PR #346, opened 2018-02-08
feat(isRegExp/isNotRegExp)

### LINKED ISSUE #325: isRegExp / isNotRegExp
Seems like an obvious addition to me. 

```
const t1 = new RegExp(/x/);
const t2 = /x/;
const t3 = 'x';

const isRegExp = is(RegExp);

console.log(`t1: `, isRegExp(t1)) // true
console.log(`t2: `, isRegExp(t2)) // true
console.log(`t3: `, isRegExp(t3)) // false
```

[REPL](http://ramdajs.com/repl/#?const%20t1%20%3D%20new%20RegExp%28%2Fx%2F%29%3B%0Aconst%20t2%20%3D%20%2Fx%2F%3B%0Aconst%20t3%20%3D%20%27x%27%3B%0A%0Aconst%20isRegExp%20%3D%20is%28RegExp%29%3B%0A%0Aconsole.log%28%60t1%3A%20%60%2C%20isRegExp%28t1%29%29%20%2F%2F%20true%0Aconsole.log%28%60t2%3A%20%60%2C%20isRegExp%28t2%29%29%20%2F%2F%20true%0Aconsole.log%28%60t3%3A%20%60%2C%20isRegExp%28t3%29%29%20%2F%2F%20false)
---+---
Problem description: Please repeat the records so that each one reads exactly as it does above.

Result for this exercise:
PR #346, opened 2018-02-08
feat(isRegExp/isNotRegExp)

### LINKED ISSUE #325: isRegExp / isNotRegExp
Seems like an obvious addition to me. 

```
const t1 = new RegExp(/x/);
const t2 = /x/;
const t3 = 'x';

const isRegExp = is(RegExp);

console.log(`t1: `, isRegExp(t1)) // true
console.log(`t2: `, isRegExp(t2)) // true
console.log(`t3: `, isRegExp(t3)) // false
```

[REPL](http://ramdajs.com/repl/#?const%20t1%20%3D%20new%20RegExp%28%2Fx%2F%29%3B%0Aconst%20t2%20%3D%20%2Fx%2F%3B%0Aconst%20t3%20%3D%20%27x%27%3B%0A%0Aconst%20isRegExp%20%3D%20is%28RegExp%29%3B%0A%0Aconsole.log%28%60t1%3A%20%60%2C%20isRegExp%28t1%29%29%20%2F%2F%20true%0Aconsole.log%28%60t2%3A%20%60%2C%20isRegExp%28t2%29%29%20%2F%2F%20true%0Aconsole.log%28%60t3%3A%20%60%2C%20isRegExp%28t3%29%29%20%2F%2F%20false)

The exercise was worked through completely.